** EXERCISE PROMPT **
The listing should be returned in its entirety, exactly as given.

(Beginning of MATERIAL FOR THIS TASK)

Issue #100, opened 2025-08-25
Update AlephOS to Jetpack 6


x46085:
Jetpack 6 has updates and features that make development with important aspects like cameras more readily accessible. Upgrade to the latest Jetpack / Anduril base upstream dependencies, and test deployment and development on Aleph.

labrnth:
Merged in  #376

PR #417, opened 2026-01-15
fix(aleph): fix b2b DT for peripheral support

labrnth:
fix(aleph): fix device tree source to restore functionality of Jetson SPI and GPIOs on J5 port on expansion board.

See also: https://github.com/elodin-sys/aleph-jetson-orin-baseboard-nvidia-t23x-public-dts/commit/806a0461e17661a7c8bbe4681dc54474d8b36b5e

This fix completes #100 for the purpose of the 16 release.


labrnth:
Tested on base elodin and when used as an imported flake.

(End of MATERIAL FOR THIS TASK)

** WRITTEN REPLY **
Issue #100, opened 2025-08-25
Update AlephOS to Jetpack 6


x46085:
Jetpack 6 has updates and features that make development with important aspects like cameras more readily accessible. Upgrade to the latest Jetpack / Anduril base upstream dependencies, and test deployment and development on Aleph.

labrnth:
Merged in  #376

PR #417, opened 2026-01-15
fix(aleph): fix b2b DT for peripheral support

labrnth:
fix(aleph): fix device tree source to restore functionality of Jetson SPI and GPIOs on J5 port on expansion board.

See also: https://github.com/elodin-sys/aleph-jetson-orin-baseboard-nvidia-t23x-public-dts/commit/806a0461e17661a7c8bbe4681dc54474d8b36b5e

This fix completes #100 for the purpose of the 16 release.


labrnth:
Tested on base elodin and when used as an imported flake.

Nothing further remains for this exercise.